Maybe Golden just “snapped,” to his and everybody else’s deep and shocked regret. Maybe what I suspect are warning signs are not the tip of the iceberg, but are, instead, the precipitating events that started this whole tragedy in motion. Maybe it’s impossible to know these things, and maybe it’s impossible to fix anything.

Maybe nothing’s broken at all. But I suspect otherwise. I love the Assemblies of God, I have no intention of changing. But stories like this leave me wondering if maybe we’re not minding the store like we ought to be. The self-employed pastor, autonomous church, congregational model of church ministry has much to recommend it.
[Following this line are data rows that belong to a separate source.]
PR #1181, opened 2020-02-28
Merge CI matrices, add appServer/test

### LINKED ISSUE #1161: Reduce travis CI build times
In #710 we broke out a lot of travis stuff into their on CI matrix. Initially we did this because we would have a few spurious failures fail the entire build when there were only two CI matrixes being run. I.e. something would fail in the `nodeTest` and it would be hard to tell if your `coreTest` test cases passed. 

Now it seems that builds are taking a very long time, because travis seems to rate limit by the matrix rows being run. We should probably try to consolidate more rows to reduce build time. If we reduce the rows in the build matrix, we should also be able to save on VM startup overhead and jvm warmup time etc.

### LINKED ISSUE #1180: `appServerTest/test` not being run on Travis CI
Our current CI matrix on Travis does not include execute `sbt appServerTest/test` ... it should

benthecarman:
Closes #1161 
Closes #1180

### DIFF
--- a/.travis.yml
+++ b/.travis.yml
@@ -2,11 +2,9 @@ language: scala
 
 env:
   matrix:
-    - TEST_COMMAND="bitcoindRpcTest/test bitcoindRpc/coverageReport bitcoindRpc/coverageAggregate bitcoindRpc/coveralls"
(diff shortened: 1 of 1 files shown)


Christewart:
We should probably merge the mac osx ones as well

PR #1182, opened 2020-02-28
TxoState Life Cycle Tests

### LINKED ISSUE #1160: utxo life cycle tests
Add integration test in the wallet to make sure we can accurately track the life cycle of a utxo through our various `TxoState`s. 

I believe we don't have such a test already.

But there is this, too: Easy credentials shatter lives.


From the Web

From the News


Updated: “Update on Golden Murder“.

[tags]BlogRodent, Assemblies-of-God, Assembly-of-God, youth-pastor, murder, strangulation, ministerial-credentials, Assemblies-of-God-youth-pastor, Pentecostal-youth-pastor, Southside-Assembly-of-God, Eric-Brian-Golden, Brian-Golden, DeeDee-Golden, Deadra-Golden, Fort-Stewart, Georgia, Chatham-County, confession, Stone-Lake, Savannah, Army, Army-veteran, crime, violent-crime, domestic-abuse, manslaughter[/tags]

25 thoughts on “Youth pastor slays wife, confesses. Why, oh why?

  1. Rich Post author

    Thanks, Paul, for the links to Justin Taylor’s articles. What a great example of the Christian blogosphere being a change agent.
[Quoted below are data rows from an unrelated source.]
PR #1193, opened 2020-03-03
Track addresses that correspond to dlc pub keys

### LINKED ISSUE #1188: Make DLCWallet correctly track relevant addresses
Currently if we execute a DLC we will not be able to spend any funds we receive without a rescan because the wallet does not update the address or spending info table.

benthecarman:
Closes #1188

Allows for spending after a DLC.

Fixes a bug caused the accepter to not be using the keys they saved in their database

### DIFF
--- a/wallet/src/main/scala/org/bitcoins/wallet/internal/AddressHandling.scala
+++ b/wallet/src/main/scala/org/bitcoins/wallet/internal/AddressHandling.scala
@@ -184,6 +184,63 @@ private[wallet] trait AddressHandling extends WalletLogger {
     addrF
   }
 
+  def getAddress(
+      account: AccountDb,
+      chainType: HDChainType,
+      addressIndex: Int): Future[AddressDb] = {
+
+    val coinType = account.hdAccount.coin.coinType
+    val accountIndex = account.hdAccount.index
+
+    val path = account.hdAccount.purpose match {
+      case HDPurposes.Legacy =>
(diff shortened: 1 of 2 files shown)


wallet/src/main/scala/org/bitcoins/wallet/internal/AddressHandling.scala
```diff
@@ -184,6 +184,63 @@ private[wallet] trait AddressHandling extends WalletLogger {
...
+        NestedSegWitHDPath(coinType, accountIndex, chainType, addressIndex)
+      case HDPurposes.SegWit =>
+        SegWitHDPath(coinType, accountIndex, chainType, addressIndex)
+    }
+
+    val pathDiff =
+      account.hdAccount.diff(path) match {
+        case Some(value) => value
+        case None =>
+          throw new RuntimeException(
```
nkohen: nit: Should probably be an `IllegalArgumentException` since this depends only on inputs (I think)

nkohen (commented):
Looks good so far, would like the new stuff to get tested though

benthecarman:
> Looks good so far, would like the new stuff to get tested though

When I made this I originally did all the work on top of the dlc execution tests and then cherry picked it to the dlc branch since it doesn't require those tests.

I rebased this on top of the tests that we're committed

benthecarman:
Rebased on top of all DLC tests and looks like I got a 100% from CI :)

    I remember when that story broke. Once I got my mind wrapped around the complexities of the relationships involved, I was stunned. And, of course, I had similar questions at the time… how does a woman live and teach in a close-knit college community without rasing flags if her character was bent enough to lead this kind of behavior? I can see how a senior pastor could hide character flaws: senior pastors grow so insulated from accountable relationships that this is one of the primary “excuses” offered up by fallen pastors: “I was all alone, and had noone to talk to, to confess to, to seek help from.” That, alone is instructive. But in Brown’s case, it’s hard to see that a descent into lesbianism leading to attempted jealous murder could have happened in a short time-span. Surely the seeds were planted years and years before the sin bloomed into violence?

    But if the seed was there long before, how could it not have been noticed and dealt with?

    Are we so adapted to American “cocoon” insularity that we truly cannot know our leadership any longer?

    We need submission and accountability in our churches. We need the hard questions. Our leaders need to be trained and called to live lives of transparency so their integrity can be maintained.

    I will always remember when Jack Hayford spoke at a worship conference in Springfield, Missouri, in the late 90’s. He said he never travels alone–ever. And his traveling partner is always a male–if it is not his wife. He is never alone with a woman for any reason. He leaves no room in his life for misinterpretation and the appearance of sin, and by doing so, he lives transparently, and he removes many of the elements of temptation.

    My presentation on seems appropos to this discussion. We must live transparently. We must live in submission to one another. Accountability means nothing if we are not voluntarily and authentically submitted one to another.

    Regards,

    Rich

  2. Bethany

    This is very sad. Forgive my brief response; I feel this merits a much longer discussion. I can’t get past my consternation, the weight on my chest.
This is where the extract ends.